Supplemental Figure 15: Conservation of alveolar mesenchymal cell types and signaling relationships in the healthy and diseased human lung
(a) UMAP representation of scRNA-seq data of mesenchymal cells from healthy human lungs (n=13 donors). Data shown represent an integrated dataset of all donors. (b) DotPlot showing relative expression of unique marker genes identified in each cell population in panel (a). (c) IHC and RNA in situ hybridization showing localization of AF1 and AF2 in the human lung. (d) GO analysis from the genes uniquely expressed in each cell type listed in panel (a). GO terms ordered by adjusted p-value. (e) IHC and RNA in situ hybridization showing AF1s (marked by PDGFRA RNA expression) express PDGFRA protein and AF2s (marked by PDGFRB expression) express PDGFRB protein. Scale bars represent 50μm. (f) IHC image from Figure 7d split by channel to show distribution of PDGFRA/AF1 cells (white) and PDGFRB/AF2 cells (red) in the COVID-19 diseased human lung. (g) quantification from main Figure 7d split by donor. (h) IHC and RNA in situ hybridization showing PDGFRB+ mesenchymal cells exist directly adjacent to KRT5+ dysplastic epithelium in bleomycin-induced human lung injury. (i) distribution of PDGFRA/AF1 and PDGFRB/AF2 cells to the nearest KRT5+ cell in the bleomycin diseased human lung. All scale bars represent 50μm.
Supplemental Data 1: Differential gene expression for Pdgfra-lineage mesenchymal cell types
Supplemental Data 5: Differential gene expression for integrated scRNA-seq dataset from Pdgfra-lineage trace after influenza infection (sham, day 14, and day 28).

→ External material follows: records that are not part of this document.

PR #178, opened 2020-09-16
Pr/mhier/spec transferelement recovery versionnumber

mhier:
See ChimeraTK/DeviceAccess-DoocsBackend#45. This requirement might apply to other backends as well, so it should go to the general spec.

Important: When this PR is accepted, please create a ticket to extend the UnifiedBackendTest for this requirement!


phako (approved):

mhier:
Actually, we need to rethink this.

I am still seeing VersionNumbers going backwards in case of exceptions+recovery. The new requirement from this PR ensures that the first version number returned by a read transfer is bigger than the exceptionVersion of the DeviceModule, but there still is no guarantee that the exceptionVersion is bigger that the version number of the last read transfer before the exception. This currently results in a logic_error in the ExceptionHandlingDecorator when it tries to return the exceptionVersion.

I am not sure what the best solution is. I will attempt some temporary work around to fix the logic_errors, but the behaviour will be probably somewhat inconsistent.

mhier:
And even the assumption that the requirement from this PR ensures that the first version after recovery is bigger than the exceptionVersion is wrong. I have put in an assertion into the ExceptionHandlingDecorator, and it fails.

I think the problem is that we can have multiple LogicalNameMappingBackends (and hence multiple DeviceModules) using the same backend. 

Probably we should not assume any particular relationship between the exceptionVersion and any of the version numbers before the exception and after the recovery. We need to deal with this situation differently somehow.

PR #192, opened 2020-11-06
Transfer element v1.0 rc13

killenb:
The boost::bad_numeric_cast exception has been removed. Instead the data is clamped into the data range than the data validity is set to faulty.
In addition, the ChimeraTK::logic_error is not allowed in the constructor any more. The data is always clamped.

With these changes the read and write direction have symmetric behaviour.

### DIFF
--- a/doc/spec_TransferElement.dox
+++ b/doc/spec_TransferElement.dox
@@ -1,7 +1,7 @@
 // put the namespace around the doxygen block so we don't have to give it all the time in the code to get links
 namespace ChimeraTK {
 /**
-\page spec_TransferElement Technical specification: TransferElement V1.0RC12
+\page spec_TransferElement Technical specification: TransferElement V1.0RC13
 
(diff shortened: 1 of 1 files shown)


doc/spec_TransferElement.dox
```diff
@@ -293,6 +294,8 @@ This documnent is currently still **INCOMPLETE**!
 
 
 ### (*) Comments ###
+- \anchor transferElement_comment_B_2_5_1  \ref transferElement_B_2_5_1 "2.5.1" Backends which don't support data validity flags (like the PCIe backend) just get the clampled value. The DOOCS backend however, which supports data validity, sets the outgoing data to invalid in addition.
```
mhier, line 297: I am actually not sure whether DOOCS supports flagging data as invalid in the writing direction... Maybe I would not name specific protocols here but keep the statement general.

mhier (approved):
One minor change requested in a comment.

phako (approved):

PR #206, opened 2021-04-14
Move bar index check to NumericAddressedBackend

patrislav1:
`NumericAddressedLowLevelTransferElement` shouldn't know details about which BAR values are valid and which ones are not. This patch delegates that check to the `NumericAddressedBackend` implementation. By default, it performs the same check that was done in `NumericAddressedLowLevelTransferElement` constructor before. Now a subclass of `NumericAddressedBackend` can override that check and re-define which BAR values are valid.

### DIFF
--- a/device_backends/include/NumericAddressedBackend.h
+++ b/device_backends/include/NumericAddressedBackend.h
@@ -30,6 +30,8 @@ namespace ChimeraTK {
 
     virtual void write(uint8_t bar, uint32_t address, int32_t const* data, size_t sizeInBytes) = 0;
 
+    virtual bool barIndexValid(uint32_t bar);
+
     virtual std::string readDeviceInfo() = 0;
 
     /**
--- a/device_backends/include/NumericAddressedLowLevelTransferElement.h
+++ b/device_backends/include/NumericAddressedLowLevelTransferElement.h
@@ -37,7 +37,7 @@ namespace ChimeraTK {
         boost::shared_ptr<NumericAddressedBackend> dev, size_t bar, size_t startAddress, size_t numberOfBytes)
     : TransferElement("", {AccessMode::raw}), _dev(dev), _bar(bar), isShared(false),
       _unalignedAccess(_dev->_unalignedAccess, std::defer_lock) {
-      if(bar > 5 && bar != 13) {
+      if(!dev->barIndexValid(bar)) {
         std::stringstream errorMessage;
         errorMessage << "Invalid bar number: " << bar << std::endl;
         throw ChimeraTK::logic_error(errorMessage.str());
--- a/device_backends/src/NumericAddressedBackend.cc
+++ b/device_backends/src/NumericAddressedBackend.cc
@@ -81,6 +81,11 @@ namespace ChimeraTK {
     write(retRegBar, retRegOff, data, retDataSize);
   }
 
+  // Default range of valid BARs
+  bool NumericAddressedBackend::barIndexValid(uint32_t bar) {
+    return bar <= 5 || bar == 13; 
+  }
+
   /********************************************************************************************************************/
 
   boost::shared_ptr<const RegisterInfoMap> NumericAddressedBackend::getRegisterMap() const { return _registerMap; }


killenb (changes requested):
In fact the implementation (<= 5 || 13) is only valid for pcie. It already is wrong for ReboT, which only allows bar 0.
I would make `barIndexValid()` pure virtual and force an implementation in the backends. Arrrgh, this breaks API backwards compatibility again.

I also don't like the "bar index" in the name. According to the current discussion about future extensions this might become a string. Ok, then the API changes again. But how about `isBarValid()`? (just a proposal. Like it better but still does not 100 % convince me)

Moving the validation of the bar to the backend is 100 % the right thing to do.

patrislav1:
Yes, the default implementation is a compromise to not break existing code.

According to the current discussion, the `bar` name itself is already questionable. (Don't know if there are already better candidates for a name).

Most of the API treats this value as `uint8_t`, so the type will probably also have to change.

patrislav1:
Would it make sense to choose a generic name such as `backend_arg` or `backend_opt`?
It's an argument that's passed transparently to the backend, and only the backend knows its meaning.
For `PcieBackend` it's an index, for `XdmaBackend` it's an enum, and others like `RebotBackend` silently ignore it.

And changing the type to string (or introducing an additional string-type option) could be beneficial for a future AXI backend. In the ARM AXI world, the backend will have to deal with named device files such as `hier_daq_arm_axi_bram_ctrl_0`, and a string value passed from the mapfile would allow it to easily address these device files.

mhier:
> Would it make sense to choose a generic name such as `backend_arg` or `backend_opt`?
> It's an argument that's passed transparently to the backend, and only the backend knows its meaning.
> For `PcieBackend` it's an index, for `XdmaBackend` it's an enum, and others like `RebotBackend` silently ignore it.

Isn't the data type fixed? All NumericAddressedBackends use the same map file parser and the same struct to store the data in the catalogue - so technically the XdmaBackend may cast it into an enum, but up to that point it still is a plain integer.

Also, it is not completely up to the backend to interpret this number. It is part of the address. Features like merging of transfers for adjacent addresses inside a TransferGroup check on this number and require the value to be identical to allow the transfers to merge. This may be only one example. Conceptionally the address in a NumericAddressedBackend consists of two integer values, and this needs to be kept in mind all the time.


> And changing the type to string (or introducing an additional string-type option) could be beneficial for a future AXI backend. In the ARM AXI world, the backend will have to deal with named device files such as `hier_daq_arm_axi_bram_ctrl_0`, and a string value passed from the mapfile would allow it to easily address these device files.

The device identification is not part of the map file. This device name will go into the CDD (ChimeraTK device descriptor) in the same way as the /dev node name currently is in there. These things should not be confused, otherwise many good concepts break...

Still, if needed we can of course extend the data type to a string, but this needs to be done carefully. As far as I remember, so far only equality is checked for the bar number outside the actual backend implementation, so this should work also for strings. Still, string comparison is more expensive, so we need to make sure it s not done in time critical places (the creation of a TransferGroup is not considered time critical...).

patrislav1:
> Isn't the data type fixed? All NumericAddressedBackends use the same map file parser and the same struct to store the data in the catalogue - so technically the XdmaBackend may cast it into an enum, but up to that point it still is a plain integer.

Yes, at the moment it's passed as a `uint8_t`. However it's interpreted differently (or sometimes not at all) depending on the backend.

> The device identification is not part of the map file. This device name will go into the CDD (ChimeraTK device descriptor) in the same way as the /dev node name currently is in there.

Ok, then a AXI backend will probably need a separate map file for each FPGA IP.

mhier:
> Yes, at the moment it's passed as a `uint8_t`. However it's interpreted differently (or sometimes not at all) depending on the backend.

In which way is this different to the byte address? The NumericAddressedBackend defines an address consisting of two parts, and which values are valid and what they exactly mean is of course depending on the backend, and btw. also depending on the device.

My point is: the backend is not completely free to define the meaning of the bar number, since it is part of the address and defines the address space to which the byte address is relative. Hence names like `backend_arg` or `backend_opt` are too generic. "BAR" is not so bad after all, but the term is somewhat coupled to PCIe and also has "register" in its name, which is untrue e.g. for Modbus. Maybe `address_space_index` would describe it better (as long as we stick to an integer - which I would prefer as long as it is possible).

killenb:
> Isn't the data type fixed? All NumericAddressedBackends use the same map file parser

Yes. In the moment the map file parser returns an int8_t, and I would not change it at the moment. 

Everything that I write below is part of a discussion for a future extension. Nothing to change now because those are only early ideas:

> Also, it is not completely up to the backend to interpret this number. It is part of the address.

This is part of the current discussion. To be exact the numeric address is in a virtual address space which is described by something like a "magic number" (for instance pcie 0-5 means PCI BAR 0-5, 13 means DMA etc.) The idea is to change this to a more generic identifier for the address space which can transport information to the backend. Example: Some registers can in future be read via memory map or DMA transfer. If you have a single word, you don't want to go through the effort to do a DMA transfer with interrupt etc., but if you have the same register in a transfer group with many others, you might want a DMA transfer because reading via memory map is less efficient. This can only be decided by the backend.

The alternative that is being discussed is to keep magic numbers and have meta information in the map files what those magic numbers mean.

In addition the firmware group wants the map file to work with different transport mechanism (PCIe if you are on a CPU and AXI if you have SytemOnChip). Here some meta information like additional offsets in the AXI address space have to be transported to the backend. This is the type of information that is has to go to the map file, because it depends on the bit-file.

As @mhier already wrote, the device node where it shows on the host computer goes to the dmap file and is not part of the map file.

killenb:
To move forward with this merge request I see two points that have to be answered:

1. Is the name `barIndexValid()` ok or do we want to change it?
2. Do we have a default implementation to keep compatibitily or do we have a pure virtual function? The latter is the cleaner solution but breaks the API. 
2.a If we have a default implementation, which one is it? I would vote for only allowing BAR 0. If the backends wants to use magic numbers it has to override.

Maybe a side question: Is this check needed at that place? Or is a virtual function all at that place already too expensive?

mhier:
> This is part of the current discussion. To be exact the numeric address is in a virtual address space which is described by something like a "magic number" (for instance pcie 0-5 means PCI BAR 0-5, 13 means DMA etc.) The idea is to change this to a more generic identifier for the address space which can transport information to the backend. Example: Some registers can in future be read via memory map or DMA transfer. If you have a single word, you don't want to go through the effort to do a DMA transfer with interrupt etc., but if you have the same register in a transfer group with many others, you might want a DMA transfer because reading via memory map is less efficient. This can only be decided by the backend.

Again: The bar number must not be abused to encode something which is logically not part of the address. Of course, a backend could define address spaces which have some special meaning, like the 0xD address space for DMA. But the moment these address spaces have an overlap, the NumericAddressedBackend may be confused because it does not know this. So the scenario you describe does not work that way, or at least would be limited to special cases only. If such information needs to be added to the map file, we have to thing of another way to do this. (A very simple idea to describe registers which can be reached through different channels, i.e. in the end through different addresses, would be to specify the same register multiple times. This would be an extension, too, but it will not destroy information.)


> The alternative that is being discussed is to keep magic numbers and have meta information in the map files what those magic numbers mean.

This will be very complicated to achieve. These magic numbers are in fact currently not magic numbers, they are addresses. I think you are seeing freedom which is currently not existing, because we already attach too much meaning to this number on the level of the generic NumericAddressedBackend. Still, if we need to add information, why don't we add new fields in the map file instead of abusing existing ones?


> In addition the firmware group wants the map file to work with different transport mechanism (PCIe if you are on a CPU and AXI if you have SytemOnChip). Here some meta information like additional offsets in the AXI address space have to be transported to the backend. This is the type of information that is has to go to the map file, because it depends on the bit-file.

I would need to know more details. My feeling is that this idea somewhat is on the wrong abstraction level. Unless we need an additional level of hierarchy in our address space, the map file does not need to represent certain internal firmware structure.

killenb:
> Again: The bar number must not be abused to encode something which is logically not part of the address. 

We are already doing that. Bar 13 already now does not only contain the information that the ADDRESS column is in a separate virtual address space, but also to use a different transport mechanism (DMA instead of Pcie I/O space). If you really want to separate it we would need a TransportType field, and an index filed for different address spaces with the same transport type.
Lukasz also proposed to add more fields, but this just does not scale. If you want to introduce more and more hierarchy levels it would mean more and more fields, most of them not needed in may cases.

Of course the bar identifier is part of the address, but of the numerical part of the address. You cannot combine addresses from different bars, and addresses from bar 13 are not larger or higher or whatever than addresses from bar 1. They just have nothing to do with each other. 

>> ..keep magic numbers and have meta information in the map files..

> This will be very complicated to achieve.

Not necessarily. A simple meta info entry like `@ADDRESS_SPACE_INFO 7=pcie:0,dma:3` could provide the info to the backend that it can either use pcie BAR 0 or DMA channel 3 to access the register for map file entries with address space ("bar") 7. And if the size in the read() function is larger than 512 bytes, the backed does DMA instead of PCIE i/o. (the xdma driver has only one PCIE bar, but 4 DMA channels). The exact interpretation of the meta info is the part that depends on the backend, and the 512 bytes could be a parameter in the CDD.

>  These magic numbers are in fact currently not magic numbers, they are addresses.

They are unique identifiers which serve as part of the address. But they are not numeric addresses as in 0x400 + 16 bytes = 0x410.

> But the moment these address spaces have an overlap, the NumericAddressedBackend may be confused because it does not know this. 

Exactly. Addresses from different address spaces logically cannot be combined. If we want to play the trick that under the hood different channels can be used, we have to describe it within one register line

> A very simple idea to describe registers which can be reached through different channels, i.e. in the end through different addresses, would be to specify the same register multiple times.

We would have to use special names and combine them under the hood. In the register catalogue there must only be one entry per register. Otherwise it breaks the abstraction. You don't want WORD_TEMPERATURE_VIA_PCIE and WORD_TEMPERATURE_VIA_DMA in your register catalogue, and the application is deciding which one to use when just to do the same thing: read the temperature

> Unless we need an additional level of hierarchy in our address space, the map file does not need to represent certain internal firmware structure.

It probably is more than one hierarchy level which cannot be described at the moment. But it is exactly that kind of information that has to be in the map file: Something that the user of DeviceAccess should not have to care about, but that can change from bit file to bit file. It is the same kind of information as the particular address of a certain register within a bar.

As I said: describing that a single register that can be accessed through different channels is a new concept, and we are just getting the discussion started how to extend the map file to do that. But that is not the primary topic of this ticket.

mhier:
> > Again: The bar number must not be abused to encode something which is logically not part of the address.
> 
> We are already doing that. Bar 13 already now does not only contain the information that the ADDRESS column is in a separate virtual address space, but also to use a different transport mechanism (DMA instead of Pcie I/O space). If you really want to separate it we would need a TransportType field, and an index filed for different address spaces with the same transport type.

Since the Bar 13 refers to a separate address space, this is correct and not abusing anything. We do not care here about details on the transport layer.


> Lukasz also proposed to add more fields, but this just does not scale. If you want to introduce more and more hierarchy levels it would mean more and more fields, most of them not needed in may cases.

Well, if more information is needed, than we need to add more fields. No way around it. Even if we would move to a different format (e.g. XML) we still would have then optional fields - this is no different to adding more fields in the current map file format and define a special value to be placed when this field is not used.


> Of course the bar identifier is part of the address, but of the numerical part of the address. You cannot combine addresses from different bars, and addresses from bar 13 are not larger or higher or whatever than addresses from bar 1. They just have nothing to do with each other.

Correct. This contradicts with using special bar numbers which mean something like "this is a register in bar 1 which can also be transported via dma". In that case there would be a hidden relation between this special bar number, bar 1 and bar 13. The generic NumericAddressedBackend would not know about this relation, hence stuff would break.


> Not necessarily. A simple meta info entry like `@ADDRESS_SPACE_INFO 7=pcie:0,dma:3` could provide the info to the backend that it can either use pcie BAR 0 or DMA channel 3 to access the register for map file entries with address space ("bar") 7. And if the size in the read() function is larger than 512 bytes, the backed does DMA instead of PCIE i/o. (the xdma driver has only one PCIE bar, but 4 DMA channels). The exact interpretation of the meta info is the part that depends on the backend, and the 512 bytes could be a parameter in the CDD.

This logic would then need to go into the generic NumericAddressedBackend!


> > These magic numbers are in fact currently not magic numbers, they are addresses.
> 
> They are unique identifiers which serve as part of the address. But they are not numeric addresses as in 0x400 + 16 bytes = 0x410.

As I said, the complete numeric address is composed of two fields. This kind of implies that the higher-hierarchy field is not a byte address. Yet it is an address, and we assume the address spaces do not overlap.


> > But the moment these address spaces have an overlap, the NumericAddressedBackend may be confused because it does not know this.
> 
> Exactly. Addresses from different address spaces logically cannot be combined. If we want to play the trick that under the hood different channels can be used, we have to describe it within one register line

There are probably many ways how to describe it. The important part is that the generic NumericAddressedBackend must be aware of this. It cannot be done by just reinterpreting the bar number as something different in the backend implementation itself.

I would find it much more logical to use multiple register lines instead, one line for each channel.

> We would have to use special names and combine them under the hood. In the register catalogue there must only be one entry per register. Otherwise it breaks the abstraction. You don't want WORD_TEMPERATURE_VIA_PCIE and WORD_TEMPERATURE_VIA_DMA in your register catalogue, and the application is deciding which one to use when just to do the same thing: read the temperature

You are overthinking this. No need for special names. Just multiple entries with the exact same name but different addresses (bar + byte offset). We could teach the NumericAddressedBackend to be aware that these are the pointing to the same register.


> It probably is more than one hierarchy level which cannot be described at the moment. But it is exactly that kind of information that has to be in the map file: Something that the user of DeviceAccess should not have to care about, but that can change from bit file to bit file. It is the same kind of information as the particular address of a certain register within a bar.

So far I have not yet seen any need for an additional level of hierarchy. (Well, maybe we want bit-level access, but that's a different story.)


> As I said: describing that a single register that can be accessed through different channels is a new concept, and we are just getting the discussion started how to extend the map file to do that. But that is not the primary topic of this ticket.

Yes, but abusing the bar number for this feature will break things. Anyway, this feature is probably 10x more complicated than everyone thinks. The decision which channel to use will be highly non-trivial in the end. I seriously doubt there will be an actual benefit from this feature, because in the end it is better to manually decide case by case which channel to use. Just to give you an idea what we are talking about: Imagine 2 registers which can do both DMA and PIO transfers. Each of them is too small to do an efficient DMA transfer when used alone. Now you place both into a TransferGroup and the transfer can be merged. As a consequence a DMA transfer might be more efficient, so the accessors have to be changed from PIO to DMA. Fun fact: transfer merging is decided on the level of the generic NumericAddressedBackend, while the decision to do PIO or DMA can only be done by the backend itself. To make things even worse, what should now happen if a third register is added to the TransferGroup which can do only PIO? Is it more efficient to merge the transfers and move everything back to PIO, or better to keep the transfer separate and use DMA where possible?

TL;DR: we do not want overlapping address spaces. Things might be fine if entire address spaces can do both PIO or DMA, but the DMA channel and PIO bar must not contain other registers which cannot do both... If this is the case, some additional metadata info might work (but there is no need to invent new bar numbers then, just keep the true bar number and add the information which DMA channel can be used to access them too).


Sorry for abusing this thread, but afaik there is no better place to discuss this right now. I just want to make sure we are not breaking the framework in a subtle way by changing the meaning of the bar number for new use cases.

killenb:
I get the impression that we both mean the same, but say it with different words and don't understand each other.

> About naming: What about renaming "bar" and "address" into "super-address" and "sub-address"?

We definitely have to do something about the naming. This is part that causes most confusion and misunderstanding. I like to think of bar as "address space", and "address" as ..., well, address in that address space. For me it makes intuitively clear that addresses in different bars have nothing to do with each other. However, the complete address which is unique consists of both, and to call only the numeric part an address is not good. I have no idea how to transport both facts in the same wording.

### I will try to start from scratch to explain what I want to say.

The part where I think we both agree:

* For the NumericAddressedBackend base class and its accessors the "bar" is number that distinguishes address spaces.
* Only addresses in the same bar can be combined. If they are in different bars they can never be combined.
* Addresses in the same bar can always be combined.

This is the part that is implemented in the accessors which allows to combine adjacent registers to use the same, larger, low level transfer element.

* The "bar" number is never interpreted by the NumericAddressedBackend and its accessors. It is the first part of the unique register address, and the only check that is done is for equality to see if registers can be combined.

This is the part that I do not want to touch. I completely agree that it would be complicated to teach the NumericAddressedBackend to combine anything else than neighbouring addresses in the same bar. As you say it has the potential to break abstraction, and probably will if we try it.

* The transport layer implementation completely depends on the individual backend
* The transport layer implementation can be different for different bars (e.g. BAR 13 for the pcie backend is DMA).

### The part that needs to be extended

* The xdma interface has multiple configuration options. We need a ways to get this configuration to the transport layer implementation

Usually this is done with the CDD. However, parts of this information only depend on the bit file, and can potentially change from compilation to compilation. This is the kind of information that traditionally is in the map file.

**Example:**

Registers in BAR 7 can be accessed though 3 different channels:
1. memory mapped when connected via PCIe.
2. DMA when connected via PCIe
3. AXI bus in SystemOnChip systems. In this case a certain offset needs to be known. This offset should be in the map file.

* With this additional information the transport layer can chose a different transport channel, even within one bar.

This is a pure implementation detail of the individual backend, and the decision what to use can only be done in this layer. There is not way to do this kind of decision in the NumericAdddressedBackend or higher without breaking the abstraction.

patrislav1:
> Registers in BAR 7 can be accessed though 3 different channels:
> 
>     1. memory mapped when connected via PCIe.
> 
>     2. DMA when connected via PCIe

I thought we follow the existing convention and use BAR 13 for DMA and lower BARs for PIO access?

>     3. AXI bus in SystemOnChip systems. In this case a certain offset needs to be known. This offset should be in the map file.

In that case, there is a `uio` device file for _each_ FPGA IP which shows up with a name that's defined in the Linux device tree (`.dts` / `.dtb`) like this:
```
hier_daq_arm_axi_traffic_gen_0@88820000 {
    compatible = "generic-uio";
    reg = <0x00 0x88820000 0x00 0x10000>;
};

hier_daq_pcie_axi_bram_ctrl_0@88920000 {
    compatible = "generic-uio";
    reg = <0x00 0x88920000 0x00 0x2000>;
};

hier_daq_pcie_axi_dma_0@88910000 {
    compatible = "generic-uio";
    reg = <0x00 0x88910000 0x00 0x1000>;
};
```
With above .dts code (from a ZUP example project), the kernel creates device files `/dev/uio/hier_daq_arm_axi_traffic_gen_0`, `/dev/uio/hier_daq_pcie_axi_bram_ctrl_0`, `/dev/uio/hier_daq_pcie_axi_dma_0`.
In this case a future AXI backend will _not_ need the start addresses of the IP cores, as the kernel will use them implicitly. It will however need the register offsets relative to the start of each IP (just as the pcie backend), and the device file name for each IP core (_instead of_ the start address).

This means, if we want to share/reuse map files between both PCIe and AXI transport layers, that map file will need to describe each IP with _both_ a start address (for PCIe) _and_ a device name (for AXI).
If that's not possible, the device name will need to be in the CDD / dmap file (as @mhier suggested) and then each single FPGA IP will need to have a map file of its own.

> We definitely have to do something about the naming. This is part that causes most confusion and misunderstanding. I like to think of bar as "address space"

Why don't we just call it `addressSpace` or similar? It seems to sufficiently describe what it's doing, and fits the PCIe `BAR` context as well as the more generic one in XDMA and others.

mhier:
> I thought we follow the existing convention and use BAR 13 for DMA and lower BARs for PIO access?

I think this was merely an example what future special bar numbers could mean.


> This means, if we want to share/reuse map files between both PCIe and AXI transport layers, that map file will need to describe each IP with _both_ a start address (for PCIe) _and_ a device name (for AXI).

This can be solved using the subdevice backend already now. The "IP core" (which is a misleading name, too) has a map file with addresses relative to the start of the "IP core". This is directly used for the AXI interface. For PCIe we need another map file with each one AREA for each "IP core". The subdevice backend is then instructed to create a new device for this AREA using the map file for the "IP core".


> If that's not possible, the device name will need to be in the CDD / dmap file (as @mhier suggested) and then each single FPGA IP will need to have a map file of its own.

This solution will still require one CDD entry per "IP core" for both transport layers. In any case I think it is a good idea to have the device structure independent of the transport layer, i.e. if AXI requires us to make one device per "IP core", we should aim for the same for PCIe (extra devices to organise this like the one holding all the AREAS don't count, as they are not directly used by the application).


> Why don't we just call it `addressSpace` or similar? It seems to sufficiently describe what it's doing, and fits the PCIe `BAR` context as well as the more generic one in XDMA and others.

Because then the `addressSpace` is part of the address of our address space... ;-) IMO the term address space should refer to the entire address space of the device, which includes all (valid) "bar numbers" (or whatever we may call them). Everything else will be highly misleading, since the NumericAddressedBackend is simply built that way: It assumes every register has one unique (sic!) address, and this address has the format `uint8_t.uint32_t`.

Supplemental Data 2: Differential gene expression for Pdgfrb-lineage mesenchymal cell types
Supplemental Data 6: Predicted transcription factor activity within Pdgfra-lineage mesenchymal cell types at day 28 after influenza infection.
Supplemental Data 7: Differential gene expression for human mesenchymal cell types.
Supplemental Data 3: Cleared 200um thick lung section showing separation of Pdgfrb (red) and Pdgfra (green) in the alveolar space.
Each frame is 1 μm is in the z-direction. Video is played at 10 frames/second (i.e. 10 μm/second).
Supplemental Data 4: Cleared 200um thick lung section showing separation of Pdgfrb (red) and Pdgfra (green) in the alveolar space.
Each frame is 1 μm is in the z-direction. Video is played at 10 frames/second (i.e. 10 μm/second).
Supplemental Table 2: Primer sequences.
Primer sequences used to generate the qRT-PCR data in this study.
Supplemental Table 1: Patient characteristics.
A list of all of the patients who were included in the analyses presented herein (other than previously published data when mentioned). Age, gender, self-identified race, and cause of death or disease at time of transplantation are provided. Where available, smoking history, FEV1, and/or arterial partial pressure of O2 to fraction of inspired O2 (P/F ratio) is also reported. The use of tissue is indicated by the type of experiment.
Data Availability Statement
All newly generated mouse scRNA-seq data have been deposited into GEO (GSE249931). Any additional information required to reanalyze the data reported in this paper is available from the lead author upon request.